*WHAT IS REQUIRED:*
Which lines below contain the word "about"? Copy each one.

PROVIDED MATERIAL section start

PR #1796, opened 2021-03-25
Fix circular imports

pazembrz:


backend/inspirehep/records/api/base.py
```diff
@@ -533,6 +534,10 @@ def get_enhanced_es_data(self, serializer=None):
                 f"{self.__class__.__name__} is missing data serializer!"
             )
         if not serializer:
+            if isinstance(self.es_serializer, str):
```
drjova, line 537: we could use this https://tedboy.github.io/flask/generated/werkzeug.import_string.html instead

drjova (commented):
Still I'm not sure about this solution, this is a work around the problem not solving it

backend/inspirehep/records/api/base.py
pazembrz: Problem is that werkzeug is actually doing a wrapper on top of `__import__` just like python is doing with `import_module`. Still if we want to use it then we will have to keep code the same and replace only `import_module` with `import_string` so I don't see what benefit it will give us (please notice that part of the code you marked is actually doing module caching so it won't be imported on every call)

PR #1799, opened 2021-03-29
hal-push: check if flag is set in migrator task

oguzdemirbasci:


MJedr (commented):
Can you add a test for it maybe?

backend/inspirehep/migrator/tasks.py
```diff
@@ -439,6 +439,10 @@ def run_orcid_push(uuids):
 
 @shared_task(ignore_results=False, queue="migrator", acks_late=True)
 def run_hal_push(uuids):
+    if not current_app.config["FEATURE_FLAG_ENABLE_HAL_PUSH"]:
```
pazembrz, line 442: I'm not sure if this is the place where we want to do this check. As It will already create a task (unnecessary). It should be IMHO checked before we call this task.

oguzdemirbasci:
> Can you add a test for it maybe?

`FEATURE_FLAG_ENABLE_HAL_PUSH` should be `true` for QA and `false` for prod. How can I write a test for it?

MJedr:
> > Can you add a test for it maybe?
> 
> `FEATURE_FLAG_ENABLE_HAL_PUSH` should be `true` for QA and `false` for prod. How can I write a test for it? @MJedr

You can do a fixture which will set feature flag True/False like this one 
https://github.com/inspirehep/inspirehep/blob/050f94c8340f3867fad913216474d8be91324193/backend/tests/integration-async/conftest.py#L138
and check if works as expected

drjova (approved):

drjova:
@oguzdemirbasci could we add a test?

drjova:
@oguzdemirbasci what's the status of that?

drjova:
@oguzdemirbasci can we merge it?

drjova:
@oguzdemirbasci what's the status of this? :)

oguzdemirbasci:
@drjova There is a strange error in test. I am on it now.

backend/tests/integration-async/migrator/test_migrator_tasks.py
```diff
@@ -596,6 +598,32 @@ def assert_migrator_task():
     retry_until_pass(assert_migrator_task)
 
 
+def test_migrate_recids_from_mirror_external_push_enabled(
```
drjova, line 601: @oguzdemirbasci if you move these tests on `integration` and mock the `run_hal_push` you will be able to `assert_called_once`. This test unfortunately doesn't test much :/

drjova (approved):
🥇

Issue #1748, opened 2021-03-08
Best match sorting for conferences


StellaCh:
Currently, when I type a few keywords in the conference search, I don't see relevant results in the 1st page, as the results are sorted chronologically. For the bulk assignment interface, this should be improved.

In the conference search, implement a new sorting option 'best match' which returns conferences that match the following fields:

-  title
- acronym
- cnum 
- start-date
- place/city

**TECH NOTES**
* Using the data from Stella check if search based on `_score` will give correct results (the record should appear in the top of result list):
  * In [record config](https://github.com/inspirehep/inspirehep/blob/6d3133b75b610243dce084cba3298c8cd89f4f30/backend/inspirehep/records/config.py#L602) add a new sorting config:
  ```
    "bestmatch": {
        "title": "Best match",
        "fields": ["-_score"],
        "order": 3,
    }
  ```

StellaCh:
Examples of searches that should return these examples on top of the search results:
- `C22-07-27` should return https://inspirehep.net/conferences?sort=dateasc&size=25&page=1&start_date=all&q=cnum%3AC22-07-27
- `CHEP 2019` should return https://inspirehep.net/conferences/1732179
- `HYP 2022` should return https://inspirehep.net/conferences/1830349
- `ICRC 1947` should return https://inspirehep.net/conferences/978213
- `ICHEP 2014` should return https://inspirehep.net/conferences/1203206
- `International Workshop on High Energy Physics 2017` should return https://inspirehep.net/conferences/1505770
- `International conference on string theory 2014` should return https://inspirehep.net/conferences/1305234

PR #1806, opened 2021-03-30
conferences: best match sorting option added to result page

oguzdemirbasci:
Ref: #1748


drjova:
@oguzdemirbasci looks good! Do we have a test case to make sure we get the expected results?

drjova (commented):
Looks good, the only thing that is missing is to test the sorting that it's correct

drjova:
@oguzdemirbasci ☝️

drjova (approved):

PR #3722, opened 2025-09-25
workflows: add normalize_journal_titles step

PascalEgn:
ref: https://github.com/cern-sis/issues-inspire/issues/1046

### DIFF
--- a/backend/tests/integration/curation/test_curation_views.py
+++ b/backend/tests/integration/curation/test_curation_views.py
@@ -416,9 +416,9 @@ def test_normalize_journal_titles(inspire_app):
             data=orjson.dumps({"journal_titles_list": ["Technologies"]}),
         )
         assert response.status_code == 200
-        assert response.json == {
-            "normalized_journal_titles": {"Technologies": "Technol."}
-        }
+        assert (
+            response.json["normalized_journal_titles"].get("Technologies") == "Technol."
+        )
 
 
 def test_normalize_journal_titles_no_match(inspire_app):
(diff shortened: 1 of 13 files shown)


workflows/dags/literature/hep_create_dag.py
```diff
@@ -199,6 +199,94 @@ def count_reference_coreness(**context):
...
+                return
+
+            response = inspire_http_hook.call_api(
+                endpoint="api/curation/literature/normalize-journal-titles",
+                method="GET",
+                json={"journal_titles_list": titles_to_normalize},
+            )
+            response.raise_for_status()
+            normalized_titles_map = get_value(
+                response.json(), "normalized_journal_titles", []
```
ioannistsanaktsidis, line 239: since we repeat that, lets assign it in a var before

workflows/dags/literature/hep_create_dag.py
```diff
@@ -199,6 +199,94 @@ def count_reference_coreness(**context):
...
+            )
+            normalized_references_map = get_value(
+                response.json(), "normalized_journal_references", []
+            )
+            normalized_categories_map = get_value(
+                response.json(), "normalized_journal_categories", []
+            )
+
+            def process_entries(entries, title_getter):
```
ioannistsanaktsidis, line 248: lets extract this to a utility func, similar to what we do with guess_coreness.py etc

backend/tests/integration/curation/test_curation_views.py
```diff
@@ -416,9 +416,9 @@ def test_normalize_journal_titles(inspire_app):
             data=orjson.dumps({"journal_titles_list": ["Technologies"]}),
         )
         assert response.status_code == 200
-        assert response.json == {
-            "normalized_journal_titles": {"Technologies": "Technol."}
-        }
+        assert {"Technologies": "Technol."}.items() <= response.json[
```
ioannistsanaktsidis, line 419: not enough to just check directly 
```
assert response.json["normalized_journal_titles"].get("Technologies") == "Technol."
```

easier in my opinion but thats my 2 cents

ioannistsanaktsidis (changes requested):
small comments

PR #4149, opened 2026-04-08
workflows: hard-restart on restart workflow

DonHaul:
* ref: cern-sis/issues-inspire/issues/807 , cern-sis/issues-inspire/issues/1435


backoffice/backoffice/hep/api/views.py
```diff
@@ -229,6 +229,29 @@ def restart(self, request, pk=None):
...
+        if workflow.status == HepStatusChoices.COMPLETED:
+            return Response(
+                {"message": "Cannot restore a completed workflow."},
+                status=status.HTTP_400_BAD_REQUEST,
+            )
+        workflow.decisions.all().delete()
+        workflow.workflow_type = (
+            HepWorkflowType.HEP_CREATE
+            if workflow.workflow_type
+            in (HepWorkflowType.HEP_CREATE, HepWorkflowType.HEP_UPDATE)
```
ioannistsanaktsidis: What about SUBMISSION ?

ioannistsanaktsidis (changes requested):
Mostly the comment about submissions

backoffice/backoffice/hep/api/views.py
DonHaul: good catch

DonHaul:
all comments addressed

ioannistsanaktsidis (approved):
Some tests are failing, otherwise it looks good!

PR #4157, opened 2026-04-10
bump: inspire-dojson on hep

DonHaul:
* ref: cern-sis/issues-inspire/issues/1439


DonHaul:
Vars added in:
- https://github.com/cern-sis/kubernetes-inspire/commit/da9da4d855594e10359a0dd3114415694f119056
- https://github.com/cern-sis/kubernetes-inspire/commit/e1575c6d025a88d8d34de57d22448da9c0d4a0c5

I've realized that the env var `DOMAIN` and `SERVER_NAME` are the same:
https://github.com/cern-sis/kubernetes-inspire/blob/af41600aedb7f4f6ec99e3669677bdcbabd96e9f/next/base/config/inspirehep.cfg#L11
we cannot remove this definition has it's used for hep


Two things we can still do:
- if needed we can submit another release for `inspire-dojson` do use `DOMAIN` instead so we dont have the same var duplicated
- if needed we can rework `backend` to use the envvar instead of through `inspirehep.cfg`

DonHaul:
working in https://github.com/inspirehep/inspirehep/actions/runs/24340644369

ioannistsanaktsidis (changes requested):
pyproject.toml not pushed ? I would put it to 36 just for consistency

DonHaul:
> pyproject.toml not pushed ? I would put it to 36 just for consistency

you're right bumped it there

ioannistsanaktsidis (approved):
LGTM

PROVIDED MATERIAL section end

*TASK SOLUTION:*
Still I'm not sure about this solution, this is a work around the problem not solving it
ioannistsanaktsidis: What about SUBMISSION ?
Mostly the comment about submissions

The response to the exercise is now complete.